[Rd] Multiple Assignment built into the R Interpreter?
Duncan Murdoch
murdoch@dunc@n @end|ng |rom gm@||@com
Sat Mar 11 17:11:06 CET 2023
On 11/03/2023 9:54 a.m., Sebastian Martin Krantz wrote:
> Thanks Duncan,
>
> I know about list2env(), in fact a previous version of collapse::`%=%`
> was coded as
>
> "%=%" <- function(lhs, rhs) {
> if(!is.character(lhs)) stop("lhs needs to be character")
> if(!is.list(rhs)) rhs <- as.vector(rhs, "list")
> if(length(lhs) != length(rhs)) stop("length(lhs) not equal to
> length(rhs)")
> list2env(`names<-`(rhs, lhs), envir = parent.frame())
> invisible()
> }
>
> but as you say, the input needs to be converted to a list, and it calls
> several R functions, which led me to end up writing `%=%` in C:
> https://github.com/SebKrantz/collapse/blob/master/src/small_helper.c#L162 <https://github.com/SebKrantz/collapse/blob/master/src/small_helper.c#L162>.
> This implementation works in the way you describe, i.e. it has separate
> methods for all the standard vector types, and coerces to list otherwise.
>
> That being said, all implementations in packages falls short of being
> very useful, because R CMD Check it will still require global bindings
> for variables,
> unless this becomes a standard feature of the language. So I cannot use
> this in packages, and there is still a performance cost to it, in my
> case a call to
> .Call() and parent.frame(), which is quite low, but still high compared
> to the cost of `<-` or `=`.
Another R way to do what you're doing would be to stay within a list the
whole time, i.e. code it as
mats <- init_matrices(X, Y, Z)
with(mats, ... do things with A, C, Q, and R ... )
This won't give warnings about globals, and it makes very clear that
those 4 matrices are all closely related, and it allows you to work with
multiple 4-tuples of matrices, etc.
> So what I am requesting is indeed nothing less than to consider making
> this a permanent feature of the language itself.
That's clear, but your proposal violates a very basic property of the
language, i.e. that all statements are expressions and have a value.
What's the value of
1 + (A, C = init_matrices())
? I think you would disallow the above (though you didn't address it
when I raised it the first time), which means there would now be two
kinds of statements: ones that are expressions and therefore can be
used as function arguments, and ones that aren't.
> Given that the other 3 major scientific computing languages (Matlab,
> Python and Julia) have implemented it very successfully,
> I don't think the general practicality of it should be an issue.

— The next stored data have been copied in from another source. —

PR #3528, opened 2026-06-25
Fix error in botstrap when attempting to upgrade to community server

wookie184:
Previously it was sending the entire guild info payload in the patch. Now it only sends the fields we want to change.

Also send a helpful error message if the bot doesn't have admin permisssions on the server.

Testing:
- Confirmed the friendly message is sent without admininstrator permission.
- Confirmed bootstrap now works when reinvited with administrator permission.

### DIFF
--- a/botstrap.py
+++ b/botstrap.py
@@ -82,10 +82,6 @@ class SilencedDict[T](dict[str, T]):
             sys.exit(-1)
 
 
-class BotstrapError(Exception):
-    """Raised when an error occurs during the botstrap process."""
-
-
 class DiscordClient(Client):
     """An HTTP client to communicate with Discord's APIs."""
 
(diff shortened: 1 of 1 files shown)


botstrap.py
```diff
@@ -330,20 +331,32 @@ def check_guild_membership(self) -> None:
...
-            announcements_channel_id=announcements_channel_id,
-        )
+        try:
+            return self.client.upgrade_server_to_community_if_necessary(
+                rules_channel_id=rules_channel_id,
+                announcements_channel_id=announcements_channel_id,
+            )
+        except HTTPStatusError as e:
+            if e.response.status_code == 403:
+                log.error("Unable to upgrade to community guild as he bot does not have Administrator permissions")
```
brass75, line 351:
```suggestion
                log.error("Unable to upgrade to community guild as the bot does not have Administrator permissions.")
```

botstrap.py
```diff
@@ -330,20 +331,32 @@ def check_guild_membership(self) -> None:
...
+                log.info(
+                    "Please re-invite with the following URL and rerun this script: "
```
brass75, line 353:
```suggestion
                    "Please re-invite with the following URL and run this script again: "
```
This wording might be a bit more understandable to non-native English speakers.

botstrap.py
```diff
@@ -335,20 +331,32 @@ def check_guild_membership(self) -> None:
...
-            announcements_channel_id=announcements_channel_id,
-        )
+        try:
+            return self.client.upgrade_server_to_community_if_necessary(
+                rules_channel_id=rules_channel_id,
+                announcements_channel_id=announcements_channel_id,
+            )
+        except HTTPStatusError as e:
+            if e.response.status_code == 403:
+                log.error("Unable to upgrade to community guild as he bot does not have Administrator permissions")
```
shtlrs, line 351:
```suggestion
                log.error("Unable to upgrade to community guild as the bot does not have Administrator permissions")
```

shtlrs (approved):
Thanks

> Regarding implementation in other languages, Julia works as follows:
>
> function init_matrices()
> A = 1; C = 2; Q = 3; R = 4
> return A, C, Q, R
> end
>
> res = init_matrices() # gives a Julia Tuple (A, C, Q, R)
> A, C = init_matrices() # Works, A is 1, C is 2, the others are
> dropped
That's pretty ugly having a singular LHS handled so much differently
from a plural LHS.
> A, C, Q, R = init_matrices() # Standard
>
> I think as far as R is concerned multiple return values are not really
> necessary given that one can always,
> return(list(A, C, Q, R)), although of course there is also a cost to
> list(). I also wouldn't mind being strict about it and
> not allowing A, C = init_matrices(), but others might disagree.
Another ambiguity: suppose f() returns list(A = 1, B = 2) and I do
B, A <- f()
Should assignment be by position or by name?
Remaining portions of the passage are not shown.